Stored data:

===

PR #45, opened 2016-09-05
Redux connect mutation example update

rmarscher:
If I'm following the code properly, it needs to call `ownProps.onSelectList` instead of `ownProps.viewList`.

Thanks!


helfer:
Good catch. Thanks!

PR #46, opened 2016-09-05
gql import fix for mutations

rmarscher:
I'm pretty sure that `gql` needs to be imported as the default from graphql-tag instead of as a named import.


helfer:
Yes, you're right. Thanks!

===

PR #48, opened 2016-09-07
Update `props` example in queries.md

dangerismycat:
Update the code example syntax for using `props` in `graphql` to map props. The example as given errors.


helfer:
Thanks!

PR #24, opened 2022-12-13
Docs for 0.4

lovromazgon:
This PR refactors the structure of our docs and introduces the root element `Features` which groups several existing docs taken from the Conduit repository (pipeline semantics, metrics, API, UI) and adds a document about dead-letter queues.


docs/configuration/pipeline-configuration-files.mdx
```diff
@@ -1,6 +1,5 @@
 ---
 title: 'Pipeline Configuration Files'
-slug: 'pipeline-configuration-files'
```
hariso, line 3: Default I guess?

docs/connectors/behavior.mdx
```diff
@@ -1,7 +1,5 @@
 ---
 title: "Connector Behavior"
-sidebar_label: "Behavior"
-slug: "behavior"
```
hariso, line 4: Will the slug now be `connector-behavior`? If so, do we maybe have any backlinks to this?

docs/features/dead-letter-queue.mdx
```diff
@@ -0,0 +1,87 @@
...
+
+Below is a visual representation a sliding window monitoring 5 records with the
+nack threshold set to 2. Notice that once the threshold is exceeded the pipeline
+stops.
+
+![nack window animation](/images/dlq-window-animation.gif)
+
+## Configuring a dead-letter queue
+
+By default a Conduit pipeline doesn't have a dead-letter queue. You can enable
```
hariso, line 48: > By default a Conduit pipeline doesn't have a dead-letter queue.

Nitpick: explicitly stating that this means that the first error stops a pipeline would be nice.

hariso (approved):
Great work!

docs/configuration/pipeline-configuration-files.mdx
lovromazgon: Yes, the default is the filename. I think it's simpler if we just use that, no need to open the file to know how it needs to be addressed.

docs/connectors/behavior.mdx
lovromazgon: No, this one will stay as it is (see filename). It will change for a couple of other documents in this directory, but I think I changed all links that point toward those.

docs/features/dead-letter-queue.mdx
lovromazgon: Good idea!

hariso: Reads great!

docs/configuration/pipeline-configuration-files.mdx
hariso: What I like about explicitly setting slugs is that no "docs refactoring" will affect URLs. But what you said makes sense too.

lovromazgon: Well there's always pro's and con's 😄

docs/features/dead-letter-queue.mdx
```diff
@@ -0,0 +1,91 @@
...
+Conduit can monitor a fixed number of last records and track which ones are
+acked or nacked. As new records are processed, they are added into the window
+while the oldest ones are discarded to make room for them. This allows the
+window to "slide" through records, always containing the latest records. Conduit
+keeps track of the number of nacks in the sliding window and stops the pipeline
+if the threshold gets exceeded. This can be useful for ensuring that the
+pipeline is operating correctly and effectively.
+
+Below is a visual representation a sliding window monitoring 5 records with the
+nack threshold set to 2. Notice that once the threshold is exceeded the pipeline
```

===

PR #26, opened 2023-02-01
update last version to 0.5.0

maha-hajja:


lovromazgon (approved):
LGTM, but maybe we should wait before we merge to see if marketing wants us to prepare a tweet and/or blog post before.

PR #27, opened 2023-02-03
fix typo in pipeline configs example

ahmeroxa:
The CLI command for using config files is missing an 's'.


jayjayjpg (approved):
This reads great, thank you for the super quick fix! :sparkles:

===

▶ [EXERCISE DESCRIPTION] Work out how many lines of the records contain the word "title", and give only that number.

▶ [RESPONSE TO THE EXERCISE] 2